Filtering Data
Filtering data is a crucial part of data analysis, enabling you to extract relevant rows that meet specific conditions. Pandas provides multiple ways to filter rows using conditions and expressions. This tutorial explores how to filter data effectively using boolean indexing and the query()
method.
Basic Filtering
You can filter rows by applying a condition on a DataFrame or Series. Here’s an example:
import pandas as pd
# Create a sample DataFrame
data = {
"Name": ["Karthick", "Durai", "Praveen", "Naveen"],
"Age": [25, 30, 22, 28],
"City": ["Chennai", "Coimbatore", "Madurai", "Trichy"]
}
df = pd.DataFrame(data)
# Filter rows where Age > 25
filtered_df = df[df["Age"] > 25]
print(filtered_df)
Output
Name | Age | City |
---|---|---|
Durai | 30 | Coimbatore |
Naveen | 28 | Trichy |
Explanation: The condition df["Age"] > 25
filters rows where the value in the Age
column is greater than 25. The resulting DataFrame includes only rows that meet this condition.

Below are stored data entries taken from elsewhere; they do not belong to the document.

PR #2474, opened 2021-09-07
remove non working proxy route and fix cs3 users example

wkloucek:
## Description
- removed a non working route in the proxy default config
- fixed the cs3 users example, since it still used the accounts service


rhafer (approved):
lgtm

changelog/unreleased/remove-proxy-route-fix-cs3-example.md
```diff
@@ -0,0 +1,5 @@
+Bugfix: Remove non working proxy route and fix cs3 users example
+
+We added removed a non working route from the proxy default configuration and fixed the cs3 users deployment example since it still used the accounts service.
```
pascalwengerter, line 3:
```suggestion
We removed a non working route from the proxy default configuration and fixed the cs3 users deployment example since it still used the accounts service. It now [...]
```

Issue #2484, opened 2021-09-10
Skip demo user generation


wkloucek:
## Is your feature request related to a problem? Please describe.
As an oCIS admin I want to run an instance without default users (einstein, marie, ...).
As an oCIS admin I want to easily setup oCIS without demo users.

## Describe the solution you'd like
There is a feature flag to skip / enable the demo user generation.

## Describe alternatives you've considered
- Deleting them manually like described in https://owncloud.dev/ocis/deployment/#delete-demo-users. But then I need to do this at every oCIS restart

CC @C0rby

jvillafanez:
https://github.com/owncloud/ocis/pull/2495 should fix this.
In addition to the sysusers, which are needed according to the docs, I've also left the admin user so the actual admin can enter the platform.

I'm still a bit worried with the group generated due to the additional data we're sending with the "users" group, because the members are missing if the demo users aren't being generated. In addition, the "admin" wasn't present as part of the "users" group.

wkloucek:
Needs documentation and can than be closed.

PR #2495, opened 2021-09-14
Add option to generate the demo users

jvillafanez:
## Description
Include an option to generate the demo users and groups. Only a minimal set of users and groups will be generated automatically unless the new option is enabled.

So far the minimal set includes:
* for users -> the reva IOP, the Kopano IDP, and the admin user. (passwords remain unchanged)
* for groups -> the sysusers group, and the users group.

## Related Issue
https://github.com/owncloud/ocis/issues/2484

## How Has This Been Tested?
* Start a fresh installation with the new option activated -> the demo users will be generated as it has been happening until now.
* Start a fresh installation without the new option -> only a minimal set of users and groups will be generated.

## Types of changes

- [ ] Technical debt

## Checklist:

- [x] Code changes
- [ ] Unit tests added
- [ ] Acceptance tests added


wkloucek:
@jvillafanez I'm not sure if we should stick with the default to create demo users as long as we are in the tech preview stage.
We also should mention this new config option in the docs here https://owncloud.dev/ocis/deployment/#secure-an-ocis-instance

jvillafanez:
I agree. We can merge this (it seems there are tests to adjust) once we get close to the actual product release

wkloucek:
> I agree. We can merge this (it seems there are tests to adjust) once we get close to the actual product release

No, I would love to have this right now. I just wanted to have the demo users as a default as of now ;-) So basically an opt-out instead of an opt-in to demo users...

jvillafanez:
From a product perspective, I think this option is better. Usually, you don't want to create demo users that you need to delete afterwards. This is why we don't want to create the demo users by default.
The demo users are a convenience now during the tech preview, but later they'll be in the way.

I'd vote for keeping this behavior.

C0rby:
> From a product perspective, I think this option is better. Usually, you don't want to create demo users that you need to delete afterwards.

That is true but currently we are still heavily in dev mode and are using the demo users during development. I think it would make developing a little bit more annoying if we have to explicitly generate the accounts every time we delete the ocis storage.

So I'm agreeing with @wkloucek here. I'd like to have an opt-out option for now and later on when we have more "productive" deployments we can always (and should) switch to opt-in.

We could then also move this code to a command in the accounts service like `./ocis accounts create-demo-users` or something like that.

jvillafanez:
Turns out it's easier than initially thought... The default value is set to true, and we only need to change it to false (or remove it) when we no longer want to create the demo users by default. In any case, the environment variable will be respected if present.

jvillafanez:
I think this is ready to review and merge.

C0rby (approved):
LGTM.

Filtering with Multiple Conditions
You can combine multiple conditions using logical operators such as &
(and), |
(or), and ~
(not). Here’s an example:
# Filter rows where Age > 25 and City is "Trichy"
filtered_df = df[(df["Age"] > 25) & (df["City"] == "Trichy")]
print(filtered_df)
Output
Name | Age | City |
---|---|---|
Naveen | 28 | Trichy |
Explanation: The condition (df["Age"] > 25) & (df["City"] == "Trichy")
filters rows where the age is greater than 25 and the city is "Trichy." Both conditions must be true for a row to be included.
Filtering Using Query
The query()
method allows you to filter rows using a string-based expression. This approach is often more readable for complex conditions. Here’s an example:
# Filter rows where City is "Madurai" or Age < 25
filtered_df = df.query("City == 'Madurai' or Age < 25")
print(filtered_df)
Output
Name | Age | City |
---|---|---|
Praveen | 22 | Madurai |
Karthick | 25 | Chennai |
Explanation: The query()
method uses a string-based condition to filter rows. In this example, rows where the city is "Madurai" or the age is less than 25 are included in the resulting DataFrame.
Key Takeaways
- Basic Filtering: Use boolean conditions to filter rows based on column values.
- Multiple Conditions: Combine conditions with logical operators like
&
,|
, and~
. - Query Method: Use the
query()
method for readable and concise filtering expressions. - Efficiency: Filtering data helps focus on the most relevant subset of the dataset for analysis.